→ Work to complete
Nothing outside the range below should be printed. Output exactly the lines from the line with "In the URL, I" to the line with "I have some", both included.

(Source records)

PR #1391, opened 2023-01-12
Add optional parameter builder repo to generic CI workers

atalman:


seemethere (changes requested):
Going to say no on this one. I don't want to build specific repo logic into what is supposed to be a generic utility since I think it'll cause confusion amongst majority of users who wouldn't care about checking out the builder repository.

PR #1394, opened 2023-01-12
Add ciflow/unstable as a valid tag

huydhn:
~~I call it `ciflow/experiment` to kind of water down its unstable nature.  Please feel free to suggest a better name if you have one in mind.~~

Also cleaning up the `ciflow/test-config-name` that I added a while back because we ends up not using `ciflow` for test config selection.

- [ ] Allow `ciflow/unstable` as a valid tag https://github.com/pytorch/test-infra/pull/1394
- [ ] Create the unstable workflow on PyTorch https://github.com/pytorch/pytorch/pull/92106
- [ ] Gather reliability metrics for ROCm runner
- [ ] Decide if we want to move ROCMs trunk jobs to the unstable workflow
- [ ] Add redness metrics for the unstable workflow

### DIFF
--- a/torchci/lib/bot/ciflowPushTrigger.ts
+++ b/torchci/lib/bot/ciflowPushTrigger.ts
@@ -140,32 +140,13 @@ async function handleLabelEvent(context: Context<"pull_request.labeled">) {
     "ciflow/periodic",
     "ciflow/android",
     "ciflow/binaries",
+    "ciflow/experiment",
     "ciflow/inductor",
     "ciflow/mps",
     "ciflow/nightly",
     "ciflow/binaries_conda",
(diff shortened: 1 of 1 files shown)


ZainRizvi (approved):
Not a huge fan of the name `experiment` since that implies something is a prototype, while we might put mature workflows (like ROCm) into this bucket

Alt names:
- `flaky`
- `unstable`
- `volatile`
- `jittery`

I'm leaning towards `unstable` since engineering has a concept of bits being "stable"

huydhn:
I'm not too attached to any name here, so yeah, `unstable` sounds ok to me.  I'll update the name accordingly.

PR #1400, opened 2023-01-14
[rebasebot] Add check for first time contributor

clee2000:
idk if this is the right definition of first time contributor but if we define it  as someone who has never authored a commit to the default branch, then we can query for commits on the default branch with the author as the commenter.  If there are no commits, then the commenter is a first time contributor.

### DIFF
--- a/torchci/lib/bot/botUtils.ts
+++ b/torchci/lib/bot/botUtils.ts
@@ -57,6 +57,7 @@ export async function isFirstTimeContributor(ctx: any, username: string): Promis
     owner: ctx.payload.repository.owner.login,
     repo: ctx.payload.repository.name,
     author: username,
+    sha: ctx.payload.repository.default_branch,
     per_page: 1,
   })
   return commits?.data?.length === 0;
--- a/torchci/lib/bot/botUtils.ts
+++ b/torchci/lib/bot/botUtils.ts
@@ -51,3 +51,20 @@ export async function hasWritePermissions(ctx: any, username: string): Promise<b
   const permissions = await getUserPermissions(ctx, username);
   return permissions === "admin" || permissions === "write";
 }
+
+export async function isFirstTimeContributor(ctx: any, username: string): Promise<boolean> {
+  const commits = await ctx.octokit.repos.listCommits({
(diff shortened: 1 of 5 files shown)


huydhn (approved):
The `isFirstTimeContributor` check looks fine to me.  On the other hand, I thought graduating from being a first time contributor means having write permission, i.e. `hasWritePermissions` and `!isFirstTimeContributor` is the same thing?  Do you know a case where not a first time contributor doesn't have write permission?

malfet (approved):
Sure, but kind of meta question - what's the difference between `lib/bot/utils.ts` and `lib/bot/botUtils.ts`? Perhaps some short explanation can be added to the header. And if none, just merge the two (imo `bot` prefix is sort of redundant for files in `lib/bot` folder, isn't it?)

malfet:
> The `isFirstTimeContributor` check looks fine to me. On the other hand, I thought graduating from being a first time contributor means having write permission, i.e. `hasWritePermissions` and `!isFirstTimeContributor` is the same thing? Do you know a case where not a first time contributor doesn't have write permission?

Only members of `pytorch/pytorch` has write permissions. I.e. you can be a regular contributor but do not have write permissions to the repo they are contributing.(but should have a write permissions to their own repo)
 Which probably raises a good question: `hasWritePermissions` checks if one have perms to PR target or PR origin?

clee2000:
> Which probably raises a good question: hasWritePermissions checks if one have perms to PR target or PR origin?

I believe it's PR target b/c the check uses ctx.payload.repository.etc, also if it used origin, wouldn't people would always pass the check

ZainRizvi:
> The `isFirstTimeContributor` check looks fine to me. On the other hand, I thought graduating from being a first time contributor means having write permission, i.e. `hasWritePermissions` and `!isFirstTimeContributor` is the same thing? Do you know a case where not a first time contributor doesn't have write permission?

They're not quite the same. hasWritePermisssions means someone has write access to the repository, which allows them to do things like add labels to their PR.

The main perk of being a non-first time contributor (I think) is that you no longer need approvals before CI runs against your PR

PR #1410, opened 2023-01-17
[autolabel] Add heuristic for optim to add nn

janeyx99:
torch/optim files should trigger a release notes: nn label


clee2000 (approved):
ill take ur word for it

PR #1415, opened 2023-01-18
[flakybot] Move threshold checking, use invoking_file

clee2000:
* move threshold checking to code so it's easier to make more robust
* check that the job ids are unique when checking for threshold
* include invoking_file when looking for the labels since it might be more helpful


huydhn (approved):
LGTM!

PR #1416, opened 2023-01-19
Remove python3.7 from build matrix

weiwangmeta:
Related: https://github.com/pytorch/pytorch/issues/80513

### DIFF
--- a/tools/scripts/generate_binary_build_matrix.py
+++ b/tools/scripts/generate_binary_build_matrix.py
@@ -20,7 +20,7 @@ from typing import Dict, List, Tuple, Optional
 
 mod = sys.modules[__name__]
 
-FULL_PYTHON_VERSIONS = ["3.7", "3.8", "3.9", "3.10"]
+FULL_PYTHON_VERSIONS = ["3.8", "3.9", "3.10"]
 
 CUDA_ACRHES_DICT = {
     "nightly": ["11.6", "11.7", "11.8"],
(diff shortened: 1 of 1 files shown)


atalman:
We need to remove it from nightly only, please keep it in release

malfet (approved):

malfet:
> We need to remove it from nightly only, please keep it in release. Change similar to CUDA_ACRHES_DICT but for python is required

Why? Upcoming release should not have 3.7 and we do not plan 1.13.2, do we? And even if we do, it will not be affected by the change? And going forward, I guess we should either introduce versioned releases to the matrix, or make release builds checkout release branch of this repo

atalman:
> 

cc @malfet It will automatically remove 3.7 from release validation, if there is regression meanwhile in 1.13.1 where 3.7 builds will fail for any reason, we will not catch it. This is the only reason. Its kind of edge case, true.

malfet:
@atalman an interesting point. Are you saying that our EOL Python matrix should be driven by release cycles? 
IMO after it was agreed that 3.7 is heading towards a deprecation, we should not actively seek any fixes for 3.7 specific regressions, should we?

atalman:
> 

@malfet true we should probably not fix any new issues for 3.7 since we are deprecating it. But its for us to know if we are claiming 3.7 Python support for 1.13, I would expect the installation instructions to still work, specially this is current stable version. If its broken for some reason while we have not released next stable version, it would still be worthwhile to be aware of the breakage and either mitigate it or advise clients.

weiwangmeta:
I will merge #1475 , in future if needed, we can remerge this.

weiwangmeta:
Close this one as #1475 was merged instead of this one.

PR #1419, opened 2023-01-20
.github: Update scale-config to represent reality

seemethere:
Stack from [ghstack](https://github.com/ezyang/ghstack) (oldest at bottom):
* #1420
* __->__ #1419

Windows runners had a hardcoded --ephmeral flag in their setup so this
config value didn't actually mean anything

Signed-off-by: Eli Uriegas <eliuriegas@fb.com>

PR #1420, opened 2023-01-20
infra: Remove hardcoded ephemeral flag, use config value

seemethere:
* __->__ #1420
* #1419

Windows were hardcoded to be ephemeral but we need the ability to
actually set these to be non-ephemeral


huydhn (approved):
Thank you for the quick fix!

malfet (approved):

ZainRizvi (approved):

PR #1423, opened 2023-01-20
Don't hardcode list of valid labels, so new ciflow tags can be added without bot push

ezyang:


malfet (commented):
This feels wrong to me, perhaps there should be a config somewhere, but this helps people avoid typos, adding labels which are no longer actionable leads to a confusion (i.e. it was added to teach people stop adding `ciflow/all` when it was not doing anything.)

ezyang:
My counterargument, from chat, is that once we delete a label from pytorch/pytorch, you would have to intentionally *recreate* the label to get the old ciflow label. I think that should be enough deterrence from doing so.

ezyang:
this got NACKed

PR #1057, opened 2022-11-10
Add a new persistent group for rerunning disabled tests

huydhn:
The new set of jobs will show up after https://github.com/pytorch/pytorch/pull/88646 is merged.  Thank @clee2000 for making it so easy to add a new persistent group to HUD

PR #1432, opened 2023-01-23
Add a persistent group for unstable jobs

huydhn:
Same as https://github.com/pytorch/test-infra/pull/1057, group all unstable jobs into one persistent group

### DIFF
--- a/torchci/lib/JobClassifierUtil.ts
+++ b/torchci/lib/JobClassifierUtil.ts
@@ -13,6 +13,11 @@ export const groups = [
     persistent: true,
   },
   {
+    regex: /unstable/,
+    name: "Unstable Jobs",
+    persistent: true,
+  },
+  {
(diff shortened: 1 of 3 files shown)


ZainRizvi (approved):
Could you move the unstable jobs to the very right, so that they're not in the middle of two important groups?

Even better, it would be awesome if there was a way to setup a divider between groups that are considered more and less critical (the latter would include unstable and periodic jobs)

image

huydhn:
> Could you move the unstable jobs to the very right, so that they're not in the middle of two important groups?
> 
> Even better, it would be awesome if there was a way to setup a divider between groups that are considered more and less critical (the latter would include unstable and periodic jobs)
> 
> image

Yeah, that sounds like a good idea.

malfet (approved):

PR #5736, opened 2024-10-02
first version of cost analysis

wdvr:
https://torchci-git-wdvr-costanalysis-fbopensource.vercel.app/cost_analysis


clee2000:
It would be nice if the colors could be consistent across the duration/cost charts, ex pull is blue in both charts, inductor is green in both charts, idk how difficult it would be though

torchci/components/MultiSelectPicker.tsx
```diff
@@ -0,0 +1,114 @@
...
+  style,
+}: {
+  selected: string[] | undefined;
+  setSelected: any;
+  options: string[];
+  label: string;
+  renderValue: (selected: string[]) => string;
+  style?: { [key: string]: any };
+}) {
+  var [selectedItems, setSelectedItems] = useState(selected ?? []);
```
clee2000, line 29: Why have both selected and selectedItems?

torchci/components/metrics/panels/TimeSeriesPanel.tsx
```diff
@@ -289,13 +356,65 @@ export default function TimeSeriesPanel({
     granularity,
     groupByFieldName,
     timeFieldName,
-    yAxisFieldName
+    yAxisFieldName,
+    false,
```
clee2000, line 360: Any reason why this is false?  I think it might be messing up the metrics page

torchci/components/metrics/panels/TimeSeriesPanel.tsx
```diff
@@ -289,13 +356,65 @@ export default function TimeSeriesPanel({
...
+    smooth,
+    sort_by,
+    chartType,
+    filter
   );
 
+  // If we have too many series, we'll only show the top N series by total value
```
clee2000, line 367: Does it need to check sort_by or can we just assume that people will not set max_items_in_series?

torchci/pages/cost_analysis.tsx
```diff
@@ -0,0 +1,648 @@
...
+        }}
+      />
+    </LocalizationProvider>
+  );
+}
+
+/**
+ * Allows the user to pick from common time ranges, or manually set their own.
+ */
+export function TimeRangePicker({
```
clee2000, line 51: Is this different from the component in metrics.tsx?

torchci/components/MultiSelectPicker.tsx
```diff
@@ -0,0 +1,114 @@
...
+  }
+
+  function selectAll() {
+    setSelectedItems(options);
+    setSelected(options);
+  }
+
+  function clear() {
+    setSelectedItems([]);
+    setSelected([]);
```
clee2000, line 59: I'm getting an error when I clear, select one, then clear again, not sure where it originates from tho
```
cost_analysis-5c15b12c3c5cb750.js:1 Uncaught TypeError: Cannot read properties of undefined (reading 'stack')
    at formatter (cost_analysis-5c15b12c3c5cb750.js:1:4899)
    at e._showTooltipContent (2578-8510c40faee19ce3.js:1:879594)
    at e.<anonymous> (2578-8510c40faee19ce3.js:1:878278)
    at e._showOrMove (2578-8510c40faee19ce3.js:1:876240)
    at e._showSeriesItemTooltip (2578-8510c40faee19ce3.js:1:878247)
    at e._tryShow (2578-8510c40faee19ce3.js:1:875961)
    at e.<anonymous> (2578-8510c40faee19ce3.js:1:873090)
    at _V (2578-8510c40faee19ce3.js:1:782720)
    at 2578-8510c40faee19ce3.js:1:16939
    at 2578-8510c40faee19ce3.js:1:782303
```

torchci/public/area-chart.png
clee2000, line 1: Curious as to where you got these images (and if we need to be concerned about copyright)

torchci/components/metrics/panels/TimeSeriesPanel.tsx
wdvr: mistake, wanted to keep it the default, changed now

torchci/components/MultiSelectPicker.tsx
wdvr: 'selected' is the initial selection, 'setselected' is the method you pass as callback 'onchange', and selectedItems is the internal state. Will update the naming to make it less confusing

torchci/components/metrics/panels/TimeSeriesPanel.tsx
wdvr: it's up to the user of the component to decide, if they want max_items_in_series=5 with a random sort, why not? By default max_items_in_series=0 so will not limit

torchci/pages/cost_analysis.tsx
wdvr: I actually intended it to be a DatePicker only, and remove the time component. Changed the naming now everywhere to reflect this.

torchci/public/area-chart.png
wdvr: they're free, with attribution. Let's discuss if we do this or make our own

wdvr: changed to React Icons

torchci/components/MultiSelectPicker.tsx
wdvr: fixed

torchci/clickhouse_queries/cost_job_per_job_name/query.sql
```diff
@@ -0,0 +1,22 @@
...
+    and rc.cost > 0
+    and rc.group_repo in {selectedRepos: Array(String)}
+    and rc.gpu in {selectedGPU: Array(UInt8)}
+    and rc.os in {selectedPlatforms: Array(String)}
+    and rc.provider in {selectedProviders: Array(String)}
+group by
+    granularity_bucket,
+    job_name
+order by
+    granularity_bucket asc
```
clee2000, line 22: afaict the only thing that differs in some of the queries is what you group by, so if you want fewer queries, you could do a case statement to determine what to group by

huydhn: Good point, although I haven't been able to write the query in a way that CH accepts it yet.  If doable, this would reduce the number of queries a lot

huydhn:
Just curious, what is the most common chart type that you are using during development, stacked bar?  We can use it as the default

huydhn:
In the URL, I think you are missing the repo parameter? i.e. filter only pytorch workflow

huydhn (approved):
I have some minor comments, but the PR is huge, so let me stamp it to unblock the initial version first.  The page is isolated anyway

PR #5741, opened 2024-10-03
Add psutil to torchtune dependencies for v0.3.1 release

RdoubleA:
torchtune's 0.3.1 release added psutil as a dependency: https://github.com/pytorch/torchtune/blob/main/pyproject.toml#L28

We add it to the list of additional packages for torchtune in `s3_management/manage.py` here.


atalman (approved):
lgtm

PR #5749, opened 2024-10-07
[ch] disablebot aka flaky test bot

clee2000:
Migrate queries for flaky test bot

Not bothering to gate

Sanity checked that outputs of the queries had same results over the same 3 hour window, but only checked for 1 window


huydhn (approved):
LGTM!

PR #5751, opened 2024-10-08
tutorials stats filenames data to also upload date

clee2000:
Corresponds to D64068999

Adds date file to tutorials filename csv
* Fixes dup bug that case 6k+ rows instead of 4k
* Use UTC timezone
* Use named tuples for readability


huydhn (approved):
LGTM!

PR #5753, opened 2024-10-09
[hud] workflow dispatch improvements

clee2000:
* Add inductor-cu124 to dispatch (requires some weird changes for inductor-periodic)
* Get rid of `WithCommitData` which was only there to delay retrieval of commit data, but `useSWR` can do conditional fetching so we can use that instead


huydhn (approved):
LGTM!

PR #5756, opened 2024-10-11
Upgrade next to 14.2.16

clee2000:
Upgrading cuz I think it's a good idea to be on a more recent version.  idk what the consequences will be

Theres also next 15.something but that came out really recently and next-auth doesn't list it as a compatible version

octokit types changed which is why webhookToDyanamo looks different.  Functionality should be the same, mostly just type changes + casting, and we have tests after https://github.com/pytorch/test-infra/pull/5869

Cousin to https://github.com/pytorch/test-infra/pull/5862 but does both slightly less and slightly more


huydhn:
Are there any setup I need to do after this land? brew install node?

clee2000:
> Are there any setup I need to do after this land? brew install node?
I do `rm -rf node_modules && yarn install`

huydhn (approved):
Code-wise this LGTM!  Clicking around the preview seems fine, maybe we should keep an eye on the number of 500 from vercel after landing this, to make sure that nothing breaks

malfet (approved):

PR #5758, opened 2024-10-14
Add ExecuTorch benchmark dashboard

huydhn:
This bases on the current benchmark dashboard on PyTorch with only a different repo name `pytorch/executorch`.  The dashboard is still using `benchmark.oss_ci_benchmark_v2` as I'm setting up the initial version of the dashboard first before looking into consolidating the database schema.

### Testing

https://torchci-git-fork-huydhn-executorch-benchmark-fbopensource.vercel.app/benchmark/llms?repoName=pytorch%2Fexecutorch 

**Please switch to ClickHouse for testing as it has the latest queries, I will submit a PR to clean up Rockset to avoid further discrepancy**

### DIFF
--- a/torchci/components/benchmark/llms/SummaryPanel.tsx
+++ b/torchci/components/benchmark/llms/SummaryPanel.tsx
@@ -19,6 +19,7 @@ export function SummaryPanel({
   startTime,
   stopTime,
   granularity,
+  repoName,
   modelName,
   metricNames,
   lPerfData,
@@ -27,6 +28,7 @@ export function SummaryPanel({
   startTime: dayjs.Dayjs;
   stopTime: dayjs.Dayjs;
   granularity: Granularity;
+  repoName: string;
   modelName: string;
   metricNames: string[];
   lPerfData: BranchAndCommitPerfData;
@@ -74,7 +76,9 @@ export function SummaryPanel({
                   return `Invalid dtype for model ${name}`;
                 }
 
-                const url = `/benchmark/llms?startTime=${startTime}&stopTime=${stopTime}&granularity=${granularity}&lBranch=${lBranch}&lCommit=${lCommit}&rBranch=${rBranch}&rCommit=${rCommit}&modelName=${encodeURIComponent(
+                const url = `/benchmark/llms?startTime=${startTime}&stopTime=${stopTime}&granularity=${granularity}&lBranch=${lBranch}&lCommit=${lCommit}&rBranch=${rBranch}&rCommit=${rCommit}&repoName=${encodeURIComponent(
+                  repoName
+                )}&modelName=${encodeURIComponent(
                   name
                 )}&dtypeName=${encodeURIComponent(
                   dtype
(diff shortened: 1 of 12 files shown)


torchci/components/benchmark/llms/SummaryPanel.tsx
```diff
@@ -165,18 +169,22 @@ export function SummaryPanel({
...
+                  const showTarget =
+                    target && target != 0 ? `[target = ${target}]` : "";
                   const isNewModel = l === 0 ? "(NEW!)" : "";
 
                   if (lCommit === rCommit || l === r) {
-                    return `${r} ${rPercent} [target = ${target}]`;
+                    return `${r} ${rPercent} ${showTarget}`;
                   } else {
-                    return `${l} ${lPercent} → ${r} ${rPercent} [target = ${target}] ${isNewModel} `;
+                    return `${l} ${lPercent} → ${r} ${rPercent} ${showTarget} ${isNewModel} `;
```
guangy10, line 187: what are the thresholds for highlighting a slot to green (improvement) and read (regression) on the dashboard?

huydhn: That comes from this config https://github.com/pytorch/test-infra/blob/main/torchci/components/benchmark/llms/common.tsx#L31 where the cell is highlighted when the value before and after differ more than 5%.  It's just a fixed value atm.

torchci/components/benchmark/llms/common.tsx
```diff
@@ -1,6 +1,11 @@
 import { BranchAndCommit } from "lib/types";
 
-export const BENCHMARKS = ["gpt_fast_benchmark"];
+export const REPOS = ["pytorch/pytorch", "pytorch/executorch"];
+export const REPO_TO_BENCHMARKS: { [k: string]: string[] } = {
+  "pytorch/pytorch": ["gpt_fast_benchmark"],
+  "pytorch/executorch": ["android-perf", "apple-perf"],
+};
+export const EXCLUDED_METRICS: string[] = ["load_status"];
```
guangy10, line 8: If a model fail to load or run, would the data point show up on the dashboard? 
If no, I guess we can probably hide metric `load_status` from the dashboard because all models must have been loaded successfully to be able to show on the dashboard.

torchci/components/benchmark/llms/SummaryPanel.tsx
```diff
@@ -27,6 +28,7 @@ export function SummaryPanel({
   startTime: dayjs.Dayjs;
   stopTime: dayjs.Dayjs;
   granularity: Granularity;
+  repoName: string;
   modelName: string;
   metricNames: string[];
   lPerfData: BranchAndCommitPerfData;
```
guangy10, line 34: Can we display the same metric format for both Apple and Android? I notice that all data from Apple are integers and Android are float arlunded to 5-6 decimal places.

guangy10:
Overall the dashboard looks great! Thanks @huydhn for adding the ExecuTorch benchmark results to the dashboard.

torchci/components/benchmark/llms/SummaryPanel.tsx
huydhn: Oh, I think you need to switch to ClickHouse where the queries are correct:

Screenshot 2024-10-14 at 10 57 34

I will do a follow up PR right after this one to clean up the other option (Rockset) as it will go away soon (by end of this month) and it's a waste of effort to keep the two in sync.

guangy10 (approved):

torchci/components/benchmark/llms/SummaryPanel.tsx
guangy10: Yeah, I switched to CH but still seeing different data formats. Yeah, it's okay to follow up in a separate PR if we still see the issue after this one merged on main

huydhn: Oh, I get what you mean.  This looks like an upstream issue from ExecuTorch apple-perf job though as that's where the data comes from.  The dashboard just shows what it's there.  Let me look into that.

torchci/pages/benchmark/llms.tsx
```diff
@@ -320,7 +340,7 @@ export default function Page() {
     <div>
       <Stack direction="row" spacing={2} sx={{ mb: 2 }}>
         <Typography fontSize={"2rem"} fontWeight={"bold"}>
-          LLMs Benchmark DashBoard
+          Benchmark DashBoard
```
guangy10, line 343: @huydhn nit: To be consistent with TorchInduction, TorchAO, can we rename this name to inlcude "ExecuTorch", i.e. "ExecuTorch Performance DashBoard"?

torchci/components/benchmark/llms/SummaryPanel.tsx
guangy10: Peak memory usages are reported by the iOS app. Can we include that metric in the dashboard? Hansong is experimental that feature for Android in parallel.

torchci/pages/benchmark/llms.tsx
huydhn: Yeah, let me follow up with a PR to add better title to these dashboards

torchci/components/benchmark/llms/SummaryPanel.tsx
huydhn: Yup, that can be done from ExecuTorch side, as long as the metric is uploaded, it will show up automatically on the dashboard

PR #5759, opened 2024-10-14
Retry docker build step to handle network error

huydhn:
I'm frequently seeing network errors when building Docker image which were subsequently fixed by retrying.  So, it's a good idea to support retry in this step.  For example,

* Failure https://github.com/pytorch/pytorch/actions/runs/11329053976/job/31503695304#step:6:5836
* Retry https://github.com/pytorch/pytorch/actions/runs/11329053976/job/31509384226

### Testing

Using PyTorch PR https://github.com/pytorch/pytorch/pull/137896 to test the change at https://github.com/pytorch/pytorch/actions/runs/11331057887

### DIFF
--- a/.github/actions/calculate-docker-image/action.yml
+++ b/.github/actions/calculate-docker-image/action.yml
@@ -137,12 +137,30 @@ runs:
 
         echo "rebuild=true" >> "${GITHUB_OUTPUT}"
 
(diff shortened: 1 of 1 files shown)


malfet (approved):
Let's separate build and push steps, as with the current logic it will build 3 times as well...

PR #5767, opened 2024-10-15
Enable non-org autoscaler to read scale-config from any repo

ZainRizvi:
Enable putting scale-config in test-infra, even for non-organization runners.  Before, only scale-configs for organization-scoped runners could be put in arbitrary repos

Significant change:
- `scale_config_repo` no longer defaults to test-infra. You now _have_ to specify a value if you're using org runners. Non-org runners will default to the job's repo.  pytorch-gha-infra and ci-infra will need to be updated accordingly.

Testing: Deployed these changes to LF canary, terminated all lf-c instances, and verified that creating a new pull request there would still result in instances getting provisioned

### DIFF
--- a/terraform-aws-github-runner/modules/runners/lambdas/runners/src/scale-runners/scale-up.ts
+++ b/terraform-aws-github-runner/modules/runners/lambdas/runners/src/scale-runners/scale-up.ts
@@ -60,7 +60,7 @@ export async function scaleUp(
   const runnerTypes = await getRunnerTypes(
     {
       owner: repo.owner,
-      repo:  Config.Instance.scaleConfigRepo || repo.repo,
+      repo: Config.Instance.scaleConfigRepo || repo.repo,
     },
     metrics,
   );
--- a/terraform-aws-github-runner/modules/runners/lambdas/runners/src/scale-runners/scale-up.ts
+++ b/terraform-aws-github-runner/modules/runners/lambdas/runners/src/scale-runners/scale-up.ts
@@ -60,7 +60,7 @@ export async function scaleUp(
   const runnerTypes = await getRunnerTypes(
     {
       owner: repo.owner,
-      repo: Config.Instance.enableOrganizationRunners ? Config.Instance.scaleConfigRepo : repo.repo,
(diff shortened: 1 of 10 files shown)


terraform-aws-github-runner/modules/runners/lambdas/runners/src/scale-runners/scale-up.ts
```diff
@@ -60,7 +60,7 @@ export async function scaleUp(
   const runnerTypes = await getRunnerTypes(
     {
       owner: repo.owner,
-      repo: Config.Instance.enableOrganizationRunners ? Config.Instance.scaleConfigRepo : repo.repo,
+      repo:  Config.Instance.scaleConfigRepo || repo.repo,
```
jeanschmidt, line 63: extra space before ` Config` :)

jeanschmidt, line 63: Inconsistent behaviour with terraform-aws-github-runner/modules/runners/lambdas/runners/src/scale-runners/scale-up.ts 

I like the other one best (using the organization when defined) so maybe we can take the time to reflect the improvement here.

jeanschmidt: After reading again, concluded that `ec2runner.org` should be `== to repo.owner` as it comes from that variable.

So there aren't inconsistencies

jeanschmidt (approved):

zxiiro:
I like that this will make things cleaner.

For LF Canary though, maybe I missed it but we'll still need a duplicate scale-config though right? Since scale-config for canary adds a `.c` field to the type name.

zxiiro (approved):

zxiiro:
> I like that this will make things cleaner.
> 
> For LF Canary though, maybe I missed it but we'll still need a duplicate scale-config though right? Since scale-config for canary adds a `.c` field to the type name.

Okay I just saw the ci-infra PR and confirmed that yes we do still have a separate canary config.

→ Response to this exercise
In the URL, I think you are missing the repo parameter? i.e. filter only pytorch workflow

huydhn (approved):
I have some minor comments, but the PR is huge, so let me stamp it to unblock the initial version first.  The page is isolated anyway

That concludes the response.